EXERCISE DESCRIPTION:
Report each line below that carries the word "from".

[Dataset entries]
----

PR #265, opened 2018-12-12
262 enhanced validation

### LINKED ISSUE #262: Backup PARALLELISM
Continuation of #214 

```
ubuntu@cavo_admin:/home/backup$ couchbackup --version
2.3.1
```

```bash
#!/bin/bash

# Couchbackup perfomance options
BUFFERSIZE=10000
MODE="shallow"
PARALLELISM=10

/usr/local/bin/couchbackup --url $URL --buffer-size $BUFFERSIZE --parallelism $PARALLELISM --mode $MODE --log $BASE/$DIR/$DATABASE.log --db $DATABASE > $BASE/$DIR/$DATABASE.json
```

I upgraded the machine I use for backups from 2 procs to 8. It also has a 1 Gbps interface. I have the backups set to:

PARALLELLISM: 10
BUFFERSIZE: 10000

Buffer size is definitely working. I can observe 10000 document for each written batch id:

screen shot 2018-11-29 at 7 36 25 pm

Parallelism just seems broken. I have it set for 10 processes but there are only 9. Additionally, only one of them is doing any serious work as evidenced from htop:

proc

ricellis:
## Checklist

## Description

Added validation for options not valid when using `shallow` mode.

Fixes #262 

## Approach

Changed the way defaults are handled to allow for the invalid default values to be removed in the shallow case.
1. The API defaults were already applied _after_ the arg validation so logging warnings for invalid shallow mode options in that API case was straightforward as part of the validation.
1. For the CLI there were a few problems:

----

EXPECTED ANSWER:
I upgraded the machine I use for backups from 2 procs to 8. It also has a 1 Gbps interface. I have the backups set to:
Parallelism just seems broken. I have it set for 10 processes but there are only 9. Additionally, only one of them is doing any serious work as evidenced from htop:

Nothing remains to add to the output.